— Сестра, простите. Капитан мне любезен. Вы — лишняя в нашем разговоре.
Берсенева не моргнула.
— Ваше превосходительство, я уйду через минуту, и не из-за вашего разрешения. Меня ждут раненые. На следующие именины прошу меня не приглашать: я плохо одета, ем мало и не пью полусладкого. На вашем столе моё место всё равно занято.
Она поклонилась — короче, чем следовало бы по правилу гостиной, длиннее, чем следовало бы по своей злости, — отступила на полшага и пошла к выходу мимо ломберного стола, не глядя ни на Стесселя, ни на Водягу, ни в зеркало в коридоре. Волков подождал семь секунд — он успел отсчитать их по часам Стесселя, висевшим на дальней стене над буфетом, — поклонился Вере Алексеевне ровно так же, как кланялся при входе, не глубже и не суше, и сказал негромко:
— Ваше превосходительство, благодарю за приглашение. Мне завтра на участок к шести.
— Доброй ночи, капитан.
— Доброй ночи.
На улице после душной гостиной воздух был сырой, как всегда сентябрьскими ночами в Артуре под морем, и пахло не духами Веры Алексеевны и не льдом в её бутылке, а водорослями с гавани и пылью с дороги. Берсенева ждала его у фонаря на углу Пушкинской и Морской — не нарочно, а потому что её повозка ещё не подошла, и Волков, увидев её против света фонаря в этом тёмно-сером платье без украшений, в первый раз за вечер позволил себе короткую внутреннюю формулу — ту, что в негласном словаре Кондратенко называлась бы «не пророк, офицер» с оборотной стороны. Он не произнёс её. Ему хватило того, что она была в голове как мера.

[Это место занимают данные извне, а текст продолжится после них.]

PR #2054, opened 2021-05-25
Leverage 'Point' in more places

julealgon:
This PR leverages the `Point` struct in a few more functions from player, monster and some other files that are impacted by those changes like function pointers in path.


Source/monster.cpp
```diff
@@ -946,23 +946,23 @@ void PlaceQuestMonsters()
 
 		if (QuestStatus(Q_LTBANNER)) {
 			auto dunData = LoadFileInMem<uint16_t>("Levels\\L1Data\\Banner1.DUN");
-			SetMapMonsters(dunData.get(), 2 * setpc_x, 2 * setpc_y);
+			SetMapMonsters(dunData.get(), Point { setpc_x, setpc_y } * 2);
```
obligaron, line 949: This uses the Point operator*(float) or?
If that is the case this could result in different result (cause of rounding/truncation) or?
Same on other occurrences.

Source/player.cpp
```diff
@@ -1053,7 +1053,7 @@ void InitPlayer(int pnum, bool FirstTime)
 				player.position.tile = { ViewX, ViewY };
 			}
 		} else {
-			for (i = 0; i < 8 && !PosOkPlayer(pnum, plrxoff2[i] + player.position.tile.x, plryoff2[i] + player.position.tile.y); i++)
+			for (i = 0; i < 8 && !PosOkPlayer(pnum, Point { plrxoff2[i], plryoff2[i] } + player.position.tile); i++)
```
obligaron, line 1056: Could the plr(x/y)off2 array also be converted to `Point` (in this or future pr)?

Source/monster.cpp
julealgon: Rounding/truncation with a flat 2? Would that really be possible?

Are you suggesting I should add an overload for the operator with ints?

Source/player.cpp
julealgon: I'm converting a lot of stuff. Eventually everything that _can_ use a `Point`, will. I'm just not doing everything on the same change to avoid huge PRs that stay open for great lengths of time and cause conflicts etc.

Doing incrementally avoids that.

Source/monster.cpp
obligaron: I would add a new overload.
There are also devices without FPU.

Source/monster.cpp
```diff
@@ -4698,19 +4698,19 @@ bool DirOK(int i, Direction mdir)
 
 	commitment((DWORD)i < MAXMONSTERS, i);
 	Point futurePosition = monster[i].position.tile + mdir;
```
AJenbo, line 4700:
```suggestion
	Point position = monster[i].position.tile;
	Point futurePosition = position + mdir;
```

Source/monster.cpp
```diff
@@ -4698,19 +4698,19 @@ bool DirOK(int i, Direction mdir)
 
 	commitment((DWORD)i < MAXMONSTERS, i);
 	Point futurePosition = monster[i].position.tile + mdir;
-	if (futurePosition.y < 0 || futurePosition.y >= MAXDUNY || futurePosition.x < 0 || futurePosition.x >= MAXDUNX || !PosOkMonst(i, futurePosition.x, futurePosition.y))
+	if (futurePosition.y < 0 || futurePosition.y >= MAXDUNY || futurePosition.x < 0 || futurePosition.x >= MAXDUNX || !PosOkMonst(i, futurePosition))
 		return false;
 	if (mdir == DIR_E) {
-		if (SolidLoc(futurePosition.x, futurePosition.y + 1) || dFlags[futurePosition.x][futurePosition.y + 1] & BFLAG_MONSTLR)
+		if (SolidLoc(futurePosition + Point { 0, 1 }) || dFlags[futurePosition.x][futurePosition.y + 1] & BFLAG_MONSTLR)
```
AJenbo, line 4704: Thease are checking if the player is diagonally blocked by a monster so it would actually make sens to use the DIR_* for checking the relative position.

If `monster` tries to move `DIR_E`, check for monster at `DIR_E+DIR_SW`. But even better would be to not add mdir and the using an illogically direction that subtraction it.

```suggestion
		if (SolidLoc(position + DIR_SE) || dFlags[position.x + 1][futurePosition.y] & BFLAG_MONSTLR)
```

Source/monster.cpp
```diff
@@ -4698,19 +4698,19 @@ bool DirOK(int i, Direction mdir)
...
-	if (futurePosition.y < 0 || futurePosition.y >= MAXDUNY || futurePosition.x < 0 || futurePosition.x >= MAXDUNX || !PosOkMonst(i, futurePosition.x, futurePosition.y))
+	if (futurePosition.y < 0 || futurePosition.y >= MAXDUNY || futurePosition.x < 0 || futurePosition.x >= MAXDUNX || !PosOkMonst(i, futurePosition))
 		return false;
 	if (mdir == DIR_E) {
-		if (SolidLoc(futurePosition.x, futurePosition.y + 1) || dFlags[futurePosition.x][futurePosition.y + 1] & BFLAG_MONSTLR)
+		if (SolidLoc(futurePosition + Point { 0, 1 }) || dFlags[futurePosition.x][futurePosition.y + 1] & BFLAG_MONSTLR)
 			return false;
 	} else if (mdir == DIR_W) {
-		if (SolidLoc(futurePosition.x + 1, futurePosition.y) || dFlags[futurePosition.x + 1][futurePosition.y] & BFLAG_MONSTLR)
+		if (SolidLoc(futurePosition + Point { 1, 0 }) || dFlags[futurePosition.x + 1][futurePosition.y] & BFLAG_MONSTLR)
```
AJenbo, line 4707:
```suggestion
		if (SolidLoc(position + DIR_SW) || dFlags[position.x][position.y + 1] & BFLAG_MONSTLR)
```

Source/player.cpp
obligaron: That's good and I like that approach. 👍 
I'm aware of this and I saw also other places that aren't converted (for example `ActivateSpawn`) and didn't comment.
I comment on this cause,
- both users of the array are modified by this pr (changed to `Point`).
- this kind of arrays can be forgotten.
- this is only a question/reminder. 😉

Source/monster.cpp
```diff
@@ -4698,19 +4698,19 @@ bool DirOK(int i, Direction mdir)
...
 			return false;
 	} else if (mdir == DIR_N) {
-		if (SolidLoc(futurePosition.x + 1, futurePosition.y) || SolidLoc(futurePosition.x, futurePosition.y + 1))
+		if (SolidLoc(futurePosition + Point { 1, 0 }) || SolidLoc(futurePosition + Point { 0, 1 }))
```
AJenbo, line 4710:
```suggestion
		if (SolidLoc(position + DIR_NE) || SolidLoc(position + DIR_NW))
```

Source/monster.cpp
```diff
@@ -4698,19 +4698,19 @@ bool DirOK(int i, Direction mdir)
...
 			return false;
 	} else if (mdir == DIR_S)
-		if (SolidLoc(futurePosition.x - 1, futurePosition.y) || SolidLoc(futurePosition.x, futurePosition.y - 1))
+		if (SolidLoc(futurePosition + Point { -1, 0 }) || SolidLoc(futurePosition + Point { 0, -1 }))
```
AJenbo, line 4713:
```suggestion
		if (SolidLoc(position + DIR_SW) || SolidLoc(position + DIR_SE))
```

AJenbo (changes requested):

Source/player.cpp
julealgon: Yeah I'm aware that this leaves some places "dangling" for a while but it's better than tackling everything in one go IMHO.

Source/player.cpp
```diff
@@ -1120,13 +1120,13 @@ void InitMultiView()
 	ViewY = myPlayer.position.tile.y;
 }
 
-bool SolidLoc(int x, int y)
+bool SolidLoc(Point position)
 {
-	if (x < 0 || y < 0 || x >= MAXDUNX || y >= MAXDUNY) {
+	if (position.x < 0 || position.y < 0 || position.x >= MAXDUNX || position.y >= MAXDUNY) {
```
AJenbo, line 1125: Making a function for checking for level OOB would be a big help to a lot of code as well and probably catch a handful of bugs (we already fixed a lot of issues like that).

julealgon: For sure. Ideally, we want to limit operating on the individual coordinates of these points as much as possible, and these bound checks could easily be done using rectangle-like operations. I'll look into this at some point in the near future when more of the code is properly using points. We also need some Matrix2d abstractions that can be indexed by points.

Source/player.cpp
```diff
@@ -1139,17 +1139,17 @@ bool PlrDirOK(int pnum, Direction dir)
 	auto &player = plr[pnum];
 
 	Point position = player.position.tile + dir;
```
AJenbo, line 1141:
```suggestion
	Point position = player.position.tile;
	Point futurePosition = position + dir;
```

Source/player.cpp
```diff
@@ -1139,17 +1139,17 @@ bool PlrDirOK(int pnum, Direction dir)
 	auto &player = plr[pnum];
 
 	Point position = player.position.tile + dir;
-	if (position.x < 0 || !dPiece[position.x][position.y] || !PosOkPlayer(pnum, position.x, position.y)) {
+	if (position.x < 0 || !dPiece[position.x][position.y] || !PosOkPlayer(pnum, position)) {
```
AJenbo, line 1142:
```suggestion
	if (futurePosition.x < 0 || !dPiece[futurePosition.x][futurePosition.y] || !PosOkPlayer(pnum, futurePosition)) {
```

Source/player.cpp
```diff
@@ -1139,17 +1139,17 @@ bool PlrDirOK(int pnum, Direction dir)
...
 	Point position = player.position.tile + dir;
-	if (position.x < 0 || !dPiece[position.x][position.y] || !PosOkPlayer(pnum, position.x, position.y)) {
+	if (position.x < 0 || !dPiece[position.x][position.y] || !PosOkPlayer(pnum, position)) {
 		return false;
 	}
 
 	isOk = true;
 	if (dir == DIR_E) {
-		isOk = !SolidLoc(position.x, position.y + 1) && !(dFlags[position.x][position.y + 1] & BFLAG_PLAYERLR);
+		isOk = !SolidLoc(position + Point { 0, 1 }) && !(dFlags[position.x][position.y + 1] & BFLAG_PLAYERLR);
```
AJenbo, line 1148:
```suggestion
		isOk = !SolidLoc(position + DIR_SE) && !(dFlags[position.x + 1][position.y] & BFLAG_PLAYERLR);
```

Source/monster.cpp
julealgon: I was sure these additions were direction-based but I didn't spend any time looking into the logic itself: this refactor was more of a "dumb" replacement and then I'd go back to these and refactor the logic.

Thanks for explaining it, I'll apply now in this case.

Source/player.cpp
```diff
@@ -1139,17 +1139,17 @@ bool PlrDirOK(int pnum, Direction dir)
...
 	}
 
 	if (isOk && dir == DIR_W) {
-		isOk = !SolidLoc(position.x + 1, position.y) && !(dFlags[position.x + 1][position.y] & BFLAG_PLAYERLR);
+		isOk = !SolidLoc(position + Point { 1, 0 }) && !(dFlags[position.x + 1][position.y] & BFLAG_PLAYERLR);
```
AJenbo, line 1152:
```suggestion
		isOk = !SolidLoc(position + DIR_SW) && !(dFlags[position.x][position.y + 1] & BFLAG_PLAYERLR);
```

AJenbo (changes requested):

Source/spells.cpp
```diff
@@ -212,45 +212,44 @@ void CastSpell(int id, int spl, int sx, int sy, int dx, int dy, int spllvl)
...
 	bool done;
+	Point newPosition = {};
 
 	if (plr[pnum].plrlevel == currlevel) {
 		for (i = 0; i < 8; i++) {
-			nx = plr[pnum].position.tile.x + plrxoff2[i];
-			ny = plr[pnum].position.tile.y + plryoff2[i];
-
-			if (PosOkPlayer(pnum, nx, ny)) {
+			newPosition = plr[pnum].position.tile + Point { plrxoff2[i], plryoff2[i] };
```
AJenbo, line 222: Was merging `plrxoff2` + `plryoff2` in to a single `Point` array already mentioned?

julealgon: Obligaron mentioned it. We'll get there.

Source/player.cpp
AJenbo: Not sure why you marked this as resolved but didn't apply it, but applied the exact same change to the monster version of this function.

AJenbo (commented):
Why correct DirOK but not PlrDirOK?

Source/player.cpp
julealgon: That was me having a brain fart. I thought the comments were duplicated. Fixed now.

julealgon:
> Why correct DirOK but not PlrDirOK?

Just me being dumb. Thought the comments were duplicated (due to how similar they were). Didn't realize the logic was similar in the 2 functions (again, this was a dumb replacement, so I didn't spent much time looking at the logic in each place).

Please take another look.

AJenbo (approved):

AJenbo (approved):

Он подошёл, остановился в полутора шагах, чтобы между ними оставалось служебное расстояние, и сказал:
— Я провожу вас до угла госпитальной. Дальше — нельзя.
— Дальше нельзя, — согласилась она.
Они пошли молча. На повороте у китайской лавки, той самой, где торгуют рисом и имбирём и где никогда не запирают калитку в боковой двор, Берсенева остановилась, посмотрела на него один раз — без улыбки, без благодарности, без той тёплой мокрой женской глубины, которой романная сестра милосердия в эту секунду одарила бы своего капитана у фонаря, — и сказала просто:
— Спасибо за «в разных строках». Я бы сама не сказала так точно.
— Я и не такому учился, сестра.
— Это видно. Идите. Завтра в шесть на участке — это серьёзно.
— Серьёзно.
— У меня в палате ничего нового. Сергеев — встаёт. Тарасов — на ногах. Ваш стрелок Никитин — у меня в списке нет, ваш стрелок Никитин у Огнева в письмах.
— У Огнева.
— Идите.
Он постоял секунду — ровно столько, чтобы запомнить, как стоит женщина у фонаря на углу Пушкинской и Морской в осаде в сентябре девятьсот четвёртого года, не позволяя себе ни шага вперёд, — повернулся и пошёл по Морской на восток, к Тигровому хвосту, мимо двух часовых у чужих ворот, мимо того места, где в августе рубили старую акацию на дрова, мимо тёмного переулка, в котором пахло не водой, а железом.